Today, Divine Mercy Sunday, suggests itself as a special day of thanksgiving to God for all the benefits that flow from Jesus’ passion, death and resurrection.
In 1995, John Paul II described this second Sunday of Easter, which brings to completion the celebration of the Church’s greatest octave, as “the Sunday of thanksgiving for all the goodness that God has shown us in the whole Easter mystery.”
It is through this awareness and acceptance of what Christ has done for all humanity in vanquishing suffering and evil “at their roots”, as Pope Benedict XVI says, that the Feast of Divine Mercy can best be understood and appreciated.
Suffering and evil are with us in conspicuous ways today, as the Pope illustrates in his message to the city of Rome and the world on Easter Sunday. They visit the world in “natural calamities and human tragedies that cause innumerable victims and enormous material destruction”, the Pope said.
He lamented the scourge of hunger and incurable diseases, terrorism and kidnapping, and the “thousand faces of violence” in the name of religion.
He drew reference to the unconscionable suffering and evil present in several parts of Africa and in the Pacific, as well as in Afghanistan and Iraq from where “nothing positive comes”. Evil and hardship afflict Christian communities as well as non-Christian peoples.
The world will always have need of God’s mercy but these dire situations make the world particularly ripe for God’s mercy. Because Christ is alive in the world and his power and healing can be experienced through men and women living today and because he has left the world the supreme example of love, we have an opportunity for mercy and peace and, therefore, hope.
The Caribbean region is no stranger to the suffering and evil of which the Pope speaks. His words resonate easily with us here in Trinidad and Tobago.
Defying sickness and death
While the public must be grateful for any drop in the crime rate, this is hardly the time for groups that have worked with gangs in the troubled areas of our country to give themselves kudos for a job well done. To get at the root of our crime problem will take more than this or that programme, however well-intentioned.
The Feast of Divine Mercy celebrates, in a manner of speaking, the gut-wrenching pain of a God who cannot bear to see his children suffer. It is for this reason that Christ came among us, endured the Passion and rose from the dead.

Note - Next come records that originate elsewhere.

PR #1962, opened 2023-06-28
Add support for VK_PRIMITIVE_TOPOLOGY_TRIANGLE_FAN.

### LINKED ISSUE #1419: Enhancement assessment: VK_PRIMITIVE_TOPOLOGY_TRIANGLE_FAN

### LINKED ISSUE #1799: VkPrimitiveTopology value 5 is not supported
I'm trying to launch a game but I get a bunch of lines in the log stating that VkPrimitiveTopology value 5 is not supported and Metal does not support triangle fans. Is there any possible way to implement this into moltenVK?

[FullLog.txt](https://github.com/KhronosGroup/MoltenVK/files/10253275/FullLog.txt)

billhollings:
To reduce complexity and repetitive copy-pasted spaghetti code, the design approach here was to implement triangle fan conversion on `MVKCmdDrawIndexedIndirect`, as the most general of the draw commands, and then populate and invoke a synthetic `MVKCmdDrawIndexedIndirect` command from the other draw commands.

- Rename pipeline factory shader `cmdDrawIndexedIndirectMultiviewConvertBuffers()` to `cmdDrawIndexedIndirectConvertBuffers()`, and in addition to original support for modifying indirect content to support multiview, add support for converting triangle fan indirect content and indexes to triangle list.
- Modify `MVKCmdDrawIndexedIndirect` to track need to convert triangle fans to triangle list, and invoke kernel function when needed.
- Modify `MVKCmdDraw`, `MVKCmdDrawIndexed`, and `MVKCmdDrawIndirect` to populate and invoke a synthetic `MVKCmdDrawIndexedIndirect` command to convert triangle fans to triangle lists.
- Add pipeline factory shader `cmdDrawIndirectPopulateIndexes()` to convert non-indexed indirect content to indexed indirect content.
- `MVKCmdDrawIndexedIndirect` add support for zero divisor vertex buffers potentially coming from `MVKCmdDraw` and `MVKCmdDrawIndexed`.

- Rename pipeline factory shader `cmdDrawIndexedIndirectConvertBuffers()` to `cmdDrawIndexedIndirectTessConvertBuffers()` so it will be invoked from `MVKCommandEncodingPool::getCmdDrawIndirectTessConvertBuffersMTLComputePipelineState()` (unrelated).

Fixes #1419.
Fixes #1799.

### DIFF
--- a/Docs/Whats_New.md
+++ b/Docs/Whats_New.md
@@ -25,6 +25,7 @@ Released TBD
 	- `VK_EXT_shader_demote_to_helper_invocation`
 	- `VK_EXT_shader_subgroup_ballot`
 	- `VK_EXT_shader_subgroup_vote`
+- Add support for `VK_PRIMITIVE_TOPOLOGY_TRIANGLE_FAN`.
 - Ensure non-dispatch compute commands don't interfere with compute encoding state used by dispatch commands.
 - Support `VK_PRESENT_MODE_IMMEDIATE_KHR` if `VkPresentTimeGOOGLE::desiredPresentTime` is zero.
 - Support maximizing the concurrent executing compilation tasks via `MVKConfiguration::shouldMaximizeConcurrentCompilation`
--- a/MoltenVK/MoltenVK/Commands/MVKCmdDraw.h
+++ b/MoltenVK/MoltenVK/Commands/MVKCmdDraw.h
@@ -91,6 +91,7 @@ public:
 						uint32_t firstInstance);
 
     void encode(MVKCommandEncoder* cmdEncoder) override;
+	void encodeIndexedIndirect(MVKCommandEncoder* cmdEncoder);
 
 protected:
 	MVKCommandTypePool<MVKCommand>* getTypePool(MVKCommandPool* cmdPool) override;
@@ -120,6 +121,7 @@ public:
 
 protected:
 	MVKCommandTypePool<MVKCommand>* getTypePool(MVKCommandPool* cmdPool) override;
+	void encodeIndexedIndirect(MVKCommandEncoder* cmdEncoder);
 
 	uint32_t _firstIndex;
 	uint32_t _indexCount;
@@ -146,6 +148,7 @@ public:
 
 protected:
 	MVKCommandTypePool<MVKCommand>* getTypePool(MVKCommandPool* cmdPool) override;
+	void encodeIndexedIndirect(MVKCommandEncoder* cmdEncoder);
 
 	id<MTLBuffer> _mtlIndirectBuffer;
 	VkDeviceSize _mtlIndirectBufferOffset;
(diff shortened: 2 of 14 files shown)


billhollings:
@cdavis5e As described above in the PR description , the implementation here delegates from `MVKCmdDraw`, `MVKCmdDrawIndexed`, and `MVKCmdDrawIndirect`, to a synthetic `MVKCmdDrawIndexedIndirect` instance, whenever the topology is triangle fans. I did this to avoid having to duplicate the conversion code across all of the draw commands.

It got me to contemplating whether a similar approach might be useful for the entire tessellation draw flow. Basically, implement any non-native-Metal workflow(s) once in `MVKCmdDrawIndexedIndirect`, and delegate from the other draw commands, leaving those draw commands to just handle behaviour that Metal supports natively.

Thoughts about the practicality of such an approach? You know the tess implementation much better than I do.

IsaacMarovitz:
Screenshot 2023-07-01 at 12 43 45
Can confirm this fixes the UI in No Man's Sky!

The nation needs men and women filled with the fire of Christ’s Spirit to counter the evils that confront our people. Because of what Christ has done, the celebration of Divine Mercy is as much a celebration of thanksgiving as it is an expression of confident trust and hope in the future.

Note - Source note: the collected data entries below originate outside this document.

Issue #2518, opened 2025-05-01
Support VK_KHR_line_rasterization


squidbus:
This is required for Vulkan 1.4. As an extension, it requires only that you support at least one line style, but for 1.4 it requires specifically that you support Bresenham lines.

CTS tests seem to produce mixed results on which is used by Metal on Apple Silicon GPUs. The Bresenham tests are the only to pass with single sample, and the Rectangular tests are the only to pass with multi sample.

squidbus:
It seems the expectation of CTS is that Bresenham lines have no AA: https://github.com/KhronosGroup/VK-GL-CTS/blob/main/external/vulkancts/modules/vulkan/rasterization/vktRasterizationTests.cpp#L2147-L2150

Perhaps we can somehow 'turn off' multisample for line rasterization?

squidbus:
Took a stab at it here, using the sample positions feature to fix all to center when drawing lines: https://github.com/squidbus/MoltenVK/tree/line_rasterization

It does work in tests but I'm having trouble figuring out how to wire everything up to take care of dynamic state instead of just doing it within a pipeline's state, if anyone wants to pitch in there.

squidbus:
These are the results I get from the rasterization line tests, which are admittedly rather confusing:

Bresenham (`dEQP-VK.rasterization.*.bresenham*`):
* Apple Silicon/AMD: Single-sample tests pass, multi-sample tests pass with sample positions forced to middle of pixel. Other drivers like Mesa also seem to take the strategy of forcing multisampling off for these lines.
* Intel: Single-sample tests pass, all multi-sample tests fail even with sample positions forced to middle.

Rectangular (`dEQP-VK.rasterization.*.rectangular*`):
* Apple Silicon: Single-sample tests fail, multi-sample tests pass.
* Intel/AMD: All tests pass with some quality warnings.

Maintenance5 non-strict lines (`dEQP-VK.rasterization.*.non_strict*`), with the relevant parallelogram properties set to either `false` or `true`:
* Apple Silicon/Intel/AMD: Pass

Also worth noting that some of the strict lines tests fail on Intel.

alyssarosenzweig:
> It does work in tests but I'm having trouble figuring out how to wire everything up to take care of dynamic state instead of just doing it within a pipeline's state, if anyone wants to pitch in there.

[...]

PR #2556, opened 2025-06-03
Support extensions VK_KHR_line_rasterization & VK_EXT_line_rasterization.

billhollings:
- Add `MVKCmdSetLineRasterizationMode`.
- Add `MVKCommandEncoder::getSampleCount()`.
- `MVKRenderingCommandEncoderState` when rendering multisample Bresenham lines, override sample positions and force them to the center.
- `MVKGraphicsPipeline` set `PrimitiveTopology` & `LineRasterizationMode` into rendering state at pipeline bind time, as they can affect sample position at renderpass begin.
- Enable Bresenham lines on all platforms in preparation for Vulkan 1.4.
- Disable other line rasterization modes that fail CTS.

Tested for CTS on M3 Apple Silicon. Other GPU's may have different results.

Completes #2518.


MoltenVK/MoltenVK/Commands/MVKCommandEncoderState.mm
```diff
@@ -433,6 +440,14 @@
 	}
 }
 
+bool MVKRenderingCommandEncoderState::isDrawingLines() {
+	switch (getPrimitiveType()) {
+		case MTLPrimitiveTypeLine:      return true;
+		case MTLPrimitiveTypeLineStrip: return true;
+		default:                        return false;
+	}
```
squidbus, line 458: Do we need to account for line polygon mode here as well?

MoltenVK/MoltenVK/Commands/MVKCommandEncoderState.mm
```diff
@@ -476,7 +491,36 @@
...
+// Multisample Bresenham lines require sampling from the pixel center.
+// Additional sample position overrides based on other rendering requirements could be added here too.
+void MVKRenderingCommandEncoderState::checkSamplePositionsOverride() {
+	auto oldSamplePositionsOverride = _samplePositionsOverride;
+
+	_samplePositionsOverride = None;
+
+	// Multisample Bresenham lines require sampling from the pixel center.
+	if (isDrawingLines() &&
+		getVkContent(LineRasterizationMode) == VK_LINE_RASTERIZATION_MODE_BRESENHAM &&
```
squidbus, line 517: The definition of `VK_LINE_RASTERIZATION_MODE_DEFAULT` when rectangular lines is not supported is still not fully clear to me, but I assume only applying this to explicit `VK_LINE_RASTERIZATION_MODE_BRESENHAM` passes CTS?

If we're not defaulting to correct Bresenham lines for all sample counts then I assume this might affect the values of `nonStrictSinglePixelWideLinesUseParallelogram` and `nonStrictWideLinesUseParallelogram` in the maintenance5/1.4 properties, as the spec indicates `false` means that Bresenham lines are drawn, which wouldn't match up in the multisampled `VK_LINE_RASTERIZATION_MODE_DEFAULT` case here. Those might need to be flipped to `true` then, although I'm not sure how strict the spec treats the definition of parallelogram lines either.

MoltenVK/MoltenVK/Commands/MVKCommandEncoderState.mm
billhollings: Can you clarify what you're thinking of here?

MoltenVK/MoltenVK/Commands/MVKCommandEncoderState.mm
billhollings: When it comes to line primitives, Metal is gonna render what it does. None of the Vulkan line rasterization settings (with the exception of the sample points that you found) affect what is actually rendered. So it's really just about does the Metal line match what CTS is expecting, based on CTS's interpretation of the Vulkan line rasterization settings.

Since we are limited to single-width lines, there is less variation on the line structure. Rectangular lines fail on a single pixel at the start of the line. So far, with a value of `VK_LINE_RASTERIZATION_MODE_DEFAULT` or `VK_LINE_RASTERIZATION_MODE_BRESENHAM`, the Metal line matches what CTS is expecting, even with multisample:

```
Test case 'dEQP-VK.rasterization.primitives_multisample_4_bit.no_stipple.non_strict_lines'..
Using line rasterization mode 0.
Using line rasterization mode 0.
Using line rasterization mode 0.
  Pass (Pass)

Test case 'dEQP-VK.rasterization.primitives_multisample_4_bit.no_stipple.bresenham_lines'..
Using line rasterization mode 2.
Using line rasterization mode 2.
Using line rasterization mode 2.
  Pass (Pass)
```

(The `Using line...` output is my logging during testing).

If we enable `MVK_CONFIG_USE_METAL_PRIVATE_API` in MoltenVK config, and expand out to wider lines, we will no doubt run into differences, but I didn't attempt to deal with that on this PR. That would take a bunch more research into other line settings available in Apple's private APIs, for us to make any headway with wide lines on these Vulkan extensions.

MoltenVK/MoltenVK/Commands/MVKCommandEncoderState.mm
squidbus: If we need to enable the logic this gates for other primitive types when the polygon mode is VK_POLYGON_MODE_LINE

billhollings: Ah! Good point. And good catch. Should be fixed now.

squidbus (approved):

cdavis5e (approved):
I'll look into the interaction with wide lines.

This feast, in addition to petitioning God to intervene in our lives with his mercy, demands that believers show his mercy to all; that we ask God to grant to all citizens the grace to confront suffering and evil wherever they exist in the country.
In the first reading today from the Acts of the Apostles 5: 12-16, Peter and the other apostles – renewed by the power of the Spirit promised by Jesus – can be a wonderful inspiration for us all as they go about defying sickness and death, working “many signs and wonders”.